Actually, I did my B.Eng and M.Eng in Civil Engineering ~10-yrs ago, but have been working in the telecom biz since graduating as a Software Engineer. So, I'm very stale when it comes to structures, dynamics, etc.



> Does this toe-in reduce a harmonic vibration that maybe is causing the fork to flex (due to the grab-release of the vibration) or does the toe-in reduce pad contact and therefore braking power, which lessens the force on the fork?


IMO, toe-in will do both. Any system/structure will have a natural frequency. Once that natural frequency is reached, the system can start to vibrate violently. If you had shudder with a stock, non-toed-in brake, then by adding some toe-in, you've changed the natural frequency of the system, which chould reduce the shudder (or, at least move it to a different point in the braking).

When the pads are toe'd and the brakes are applied, only the front tip will engage. The more you pull the lever, the more of the pad that is hitting the rim. You can feather/modulate this much better than a pad that's not toe'd-in. A pad that is sitting flat will have the entire pad engage at the same time, which can be very off/on braking. This can also cause the pad to grab easier, which could lead to shudder.



> Do you think that shortening the length of the pads might have the same effect on this as toeing them in? I wish I had a vibrating fork to try this on.


Yes and no. Again, if you had shudder with your stock set-up, cutting the pads to a shorter length would change the natural frequency. So, yes, I guess that could help. But, I prefer to toe-in since I like the modulating effect it provides.

Ya, I just wish I'd known about this problem when I was doing my M.Eng as I could have used my schools facilities to use FEA to model different forks/brakes and then use the lab to test it in real life. Ah well, than can be for someone else, I guess.


----------



## PeanutButterBreath (Dec 4, 2005)

bwcross said:


> My IF steel fork doesn't chatter. The Alpha Q I had before it chattered badly out on the road, which is why I went back to steel this time around.
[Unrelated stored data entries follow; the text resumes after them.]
Issue #1922, opened 2018-04-30
connect do.conversions overwrite to settings


mdietze:
@infotroph recently discovered that the logical overwrite flags being passed into do.conversions were not connected to any information in the settings file, and thus couldn't be controlled via advanced edit of the pecan.xml.  

Furthermore, the names and identities of these flags are fixed, which means that we would have to modify the function definition every time we add a new input conversion into do.conversions, which doesn't seem sustainable.

Proposed solution:
* Deprecate overwrite flags as do.conversions arguments
* Instead, overwrite should be set as a logical variable in `settings$run$inputs$<tag>$overwrite`
* In the loop over inputs within do.conversions, we should just pull out the overwrite info and pass it on to the specific conversion function being called.

ashiklom:
While we're at it, `do_conversions` needs better documentation. If the function is only going to take a settings list as an argument (which I generally oppose in favor of explicit arguments<sup>1</sup>, but I can see how it could make sense here), then we need to be _crystal clear_ about exactly which elements of `settings` it needs. We should also be explicitly checking that all the required elements are there, and failing loudly if they are not. E.g.

```r
PEcAn.logger::severeifnot(
  "run" %in% names(settings),
  "host" %in% names(settings),
  ...,
  msg = "One or more elements are missing from the settings list"
)
```

(Or better yet, we should have a `logger` or `utils` utility `needs_element(list, elements)` that checks a list for required elements and returns an informative error if any are missing).

While we're on the topic, I also think `do_conversions` should be moved to the `settings` package. In general, I think all of our functions that work primarily with a `settings` object should live in `PEcAn.settings`, and the remaining functions should take all their arguments explicitly (see also the below idea about S3 methods).

-----

<sup>1</sup> One idea I've been tossing around is to use S3 methods with a `settings` class to do get the best of both worlds. For instance:

```r
met.process <- function(...) {
   UseMethod("met.process")
}

met.process.default <- function(site, start_date, end_date, <etc>) {
   # Do stuff...
}

met.process.settings <- function(settings) {
  needs_elements(settings, c("run::site", "run::start_date", "run::end_date"))
  met.process.default(settings$run$site, settings$run$start_date, settings$run$end_date)
}
```

That said, I don't think this would necessarily work well for `do_conversions`. I think this could also make R CMD check complain because S3 methods are supposed to have the same dispatch argument name.

infotroph:
> While we're on the topic, I also think do_conversions should be moved to the settings package

[...]

PR #2168, opened 2018-11-02
Move do_conversions to PEcAn.workflow

infotroph:
## Description
Part of #1681, #1722. Keeps a deprecated copy in utils for now, to be removed in a future release.

## Motivation and Context

There are two big reasons do_conversions is a better fit for workflow than utils:

1. Workflow is the correct home for functions called directly to do a piece of the workflow.
2. Having it in utils causes circular dependencies with data.atmosphere and data.land.

## Review Time Estimate

- [ ] Immediately
- [ ] Within one week
- [x] When possible
## Types of changes

## Checklist:


infotroph:
Note that this PR just moves the existing version of do_conversions and doesn't make any of the changes discussed in #1922. Those changes should be done in PEcAn.workflow and *not* copied back to the deprecated version in PEcAn.utils.

PR #2432, opened 2019-09-23
ED2: Add minimum_height to convert.samples

ashiklom:
Currently, the trait `minimum_height` will silently go unused by ED2. This converts the BETY trait `minimum_height` to the ED2 variable `repro_min_h`.

https://github.com/edmodel/ed2/blob/master/ED/src/io/ed_xml_config.f90#L663


ashiklom:
I could have sworn this came from somewhere, but I cannot trace it back. 🤷‍♂

Issue #2399, opened 2019-08-30
Execute batch runs in parallel


ashiklom:
probably fine for a first pass, but in general I don't think we should be limited to doing these runs sequentially

_Originally posted by @mdietze in https://github.com/PecanProject/pecan/pull/2089_

PR #2433, opened 2019-09-24
Adding new features to batch_run

para2x:
In this PR I'll be adding new features and fix minor bugs:
New features added so far : 

- Parallel execution of test jobs
- Handling multiple pfts (separated by semicolon)
- More robust approach to tests after run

Well, there you go. IF forks are shudder proof.


----------



## 1speed_Mike (Feb 16, 2004)

PeanutButterBreath said:


> Well, there you go. IF forks are shudder proof.
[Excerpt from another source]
PR #2435, opened 2019-09-26
Update write.configs.ed.R

bcow:
Fixing reading in of custom tags under the <ed2in_tags> flag in `pecan.xml`


infotroph:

One problem though....it's straight-bladed. Mike T wants curved.


----------



## PeanutButterBreath (Dec 4, 2005)

Pretty much any combination can work shudder free. Most just need a little attention to how they are set-up.


----------



## Mike T. (Feb 3, 2004)

Ok I'm with ya on all that MB - except the part where you're pleading poverty. Pensioners like me (I sound like I'm 87 don't I?) can plead poverty.

Yes my shortened pad idea would just change the resonance point to another speed or load. Better to be able to moderate it oneself with lever pressure eh? Maybe more or less on certain days or (sa - my cat just typed that) other conditions.
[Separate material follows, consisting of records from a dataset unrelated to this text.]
PR #2436, opened 2019-09-26
Basgra coupling 

istfer:
## Description

First pass at coupling [BASGRA](https://github.com/MarcelVanOijen/BASGRA_N) to PEcAn.

Still in progress. Next steps: 
- [X]  I will get rid of the met2model function. 
- [X]  (Also later) I'll populate few more priors for the timothy grass and make additions to write.configs accordingly.
- [X] (Also later) Revise documentation.
- [ ]  (Not this PR) I'll add ability to manipulate N deposition and harvest dates through workflow.
- [ ]  (Not this PR) Start/end simulations at arbitrary dates 

## Review Time Estimate

- [ ] Immediately
- [ ] Within one week
- [X] When possible
## Types of changes

- [X] New model

## Checklist:


istfer:
@ashiklom tried to borrow your RTM approach here, but I have two questions: 
1) I now manually put the model code under src, but the model code is on [github](https://github.com/MarcelVanOijen/BASGRA_N/tree/1.0), should I tell PEcAn to pull it from there
2) When you compile the model in the model package, how do you tell PEcAn when there is a different model version?

istfer:
There is more to do for the coupling but maybe as an initial pass (also for the sake of keeping PRs small) I think this one is ready for a review.

ashiklom:
> I now manually put the model code under src, but the model code is on github, should I tell PEcAn to pull it from there? If yes, where?

I'm a bit wary of any sort of automated system for pulling code from GitHub -- that sounds like it's just asking for bugs. In theory, this is a good candidate for a [git submodule](https://git-scm.com/book/en/v1/Git-Tools-Submodules), but I find them pretty complex and often counterintuitive to use. My recommendation would probably be to use a [git subtree merge](https://git-scm.com/book/en/v1/Git-Tools-Subtree-Merging) and then periodically do manual updates (making sure to use `--squash` and `--no-commit` so we don't mess with PEcAn's own git history).

> When you compile the model in the model package, how do you tell PEcAn when there is a different model version?

If you follow the git subtree approach above, you can do this step manually at the same time. My suggestion might even be to write a brief script like `update-basgra.sh` that automatically does the subtree merge (with all the right arguments) and also updates the model version wherever it needs to be updated.

models/basgra/DESCRIPTION
```diff
@@ -0,0 +1,22 @@
+Package: PEcAn.BASGRA
+Type: Package
+Title: PEcAn package for integration of the ModelName model
```
ashiklom:
```suggestion
Title: PEcAn package for integration of the BASGRA model
```

models/basgra/DESCRIPTION
```diff
@@ -0,0 +1,22 @@
...
+Authors@R: c(person("Istem", "Fer"))
+Author: Istem Fer
+Maintainer: Istem Fer <istem.fer@fmi.fi>
+Description: This module provides functions to link the BASGRA to PEcAn.
+Imports:
+    PEcAn.logger,
+    PEcAn.utils (>= 1.4.8)
+Suggests:
+    testthat (>= 1.0.2)
+SystemRequirements: ModelName
```
ashiklom: Probably delete this?
```suggestion
```

models/basgra/DESCRIPTION
```diff
@@ -0,0 +1,22 @@
+Package: PEcAn.BASGRA
+Type: Package
+Title: PEcAn package for integration of the ModelName model
+Version: 1.7.1
+Date: 2019-09-05
+Authors@R: c(person("Istem", "Fer"))
+Author: Istem Fer
+Maintainer: Istem Fer <istem.fer@fmi.fi>
+Description: This module provides functions to link the BASGRA to PEcAn.
```
ashiklom:
```suggestion
Description: This module provides functions to link the BASGRA model to PEcAn.
```

models/basgra/DESCRIPTION
```diff
@@ -0,0 +1,22 @@
+Package: PEcAn.BASGRA
+Type: Package
+Title: PEcAn package for integration of the ModelName model
+Version: 1.7.1
+Date: 2019-09-05
+Authors@R: c(person("Istem", "Fer"))
```
ashiklom:
```suggestion
Authors@R: c(person("Istem", "Fer", email = "istem.fer@fmi.fi", role = c("aut", "cre"))
```

Then, you can drop the `Author:` and `Maintainer` lines below.

models/basgra/R/run_BASGRA.R
```diff
@@ -0,0 +1,268 @@
...
+  ################################################################################
+  ### FUNCTIONS FOR READING WEATHER DATA
+  mini_met2model_BASGRA <- function(file_path,
+                                    start_date, start_year,
+                                    end_date, end_year) {
+
+    out.list <- list()
+    
+    ctr <- 1
+    for(year in start_year:end_year) {
```
ashiklom: More robust to weird sequences.

```suggestion
    for(year in seq(start_year, end_year)) {
```

models/basgra/R/run_BASGRA.R
```diff
@@ -0,0 +1,268 @@
...
+        Tair_C <- udunits2::ud.convert(Tair, "K", "degC")
+        
+        t_dmean <- tapply(Tair_C, ind, mean, na.rm = TRUE) # maybe round these numbers 
+        matrix_weather[ ,4] <- t_dmean # mean temperature (degrees Celsius)
+        matrix_weather[ ,5] <- t_dmean # that's what they had in read_weather_Bioforsk
+        
+        RH <-ncdf4::ncvar_get(nc, "relative_humidity")  # %
+        RH <- tapply(RH, ind, mean, na.rm = TRUE) 
+        
+        matrix_weather[ ,6] <- exp(17.27*t_dmean/(t_dmean+239)) * 0.6108 * RH / 100
```
ashiklom: Can you add a brief comment explaining what this calculation is? It looks vaguely like a conversion to specific humidity, but I'm not sure.

models/basgra/R/run_BASGRA.R
```diff
@@ -0,0 +1,268 @@
...
+    "(g g-1 DM)"   , "(g g-1 DM)"   , "(g g-1 DM)"    , "(g g-1 DM)"  ,              # 77:80
+    "(-)"          , "(-)"          ,                                                # 81:82
+    "(-)"          , "(-)"          , "(-)"           ,                              # 83:85
+    "(d-1)"        , "(mm d-1)"     , "(g N m-2 d-1)" , "(g N m-2 d-1)",             # 86:89
+    "(g N m-2 d-1)", "(g N m-2 d-1)", "(g N m-2 d-1)" , "(g N m-2 d-1)",             # 90:93
+    "(g N m-2 d-1)", "(g N m-2 d-1)",                                                # 94:95
+    "(g N m-2)"    , "(g N g-1 C)"  ,                                                # 96:97
+    "(g N m-2)"    , "(g N g-1 C)"  ,                                                # 98:99
+    "(d d-1)"                                                                        # 100
+  )
```
ashiklom: Not necessary for this PR, but personally, I tend to prefer code that pairs these together somehow. I'm a big fan of the` tibble::tribble` for writing inline `data.frame`s, but you could also do it with base R's `matrix(..., byrow = TRUE)`:

```r
output_vars <- matrix(c(
  "Time", "(y)",
  "year", "(y)",
  "doy", "(d)",
  ...), ncol = 2, byrow = TRUE)
```

models/basgra/R/run_BASGRA.R
```diff
@@ -0,0 +1,268 @@
...
+  
+  NOUT <- as.integer( length(outputNames) )
+  
+  
+  ############################# SITE CONDITIONS  ########################
+  # this part corresponds to  initialise_BASGRA_***.R functions  
+  
+  year_start  <- as.integer(start_year)
+  doy_start   <- as.integer(lubridate::yday(start_date))
+  NDAYS       <- as.integer(sum(PEcAn.utils::days_in_year(start_year:end_year))) # could be partial years, change later
```
ashiklom:
```suggestion
  NDAYS       <- as.integer(sum(PEcAn.utils::days_in_year(seq(start_year, end_year)))) # could be partial years, change later
```

models/basgra/R/run_BASGRA.R
```diff
@@ -0,0 +1,268 @@
...
+  ############################# WRITE OUTPUTS ###########################
+  # writing model outputs already in standard format
+  
+  # only LAI and CropYield for now
+  
+    
+  years <- seq(start_year, end_year)
+  for (y in years) {
+    
+    thisyear <- output[, which(outputNames == "year")] == y
```
ashiklom: FWIW, pretty sure you don't need the `which` here -- boolean subsetting should do exactly the same thing. No need to change -- just noting to save you typing in the future :wink:

models/basgra/R/run_BASGRA.R
istfer: I was following their calculation here https://github.com/MarcelVanOijen/BASGRA_N/blob/eafc6e36cf4df6ba04638b14a56d28616296fb97/initialisation/initialise_BASGRA_general.R#L40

Talking about conditions and resonating frequencies. You know I have a long history of mtb disc brakes and their issues (sigh!). Back in '99, on my Seven Sola mtb with Magura Louise disc brakes, I had pefectly quiet, squeal-free braking. I went on a three-day riding trip at Jim Thorpe PA and it was 98 degrees (err that's f) and so humid I've never felt anything like it. Just for those three days and never before or after those three days I had a low moaning vibration from my rear brake. The seat stays were acting like a tuning fork. Someone walking alongside me could feel it. Both Rob V and Thor had no suggestions other than taping thick rubber to the stays as an experiement in damping.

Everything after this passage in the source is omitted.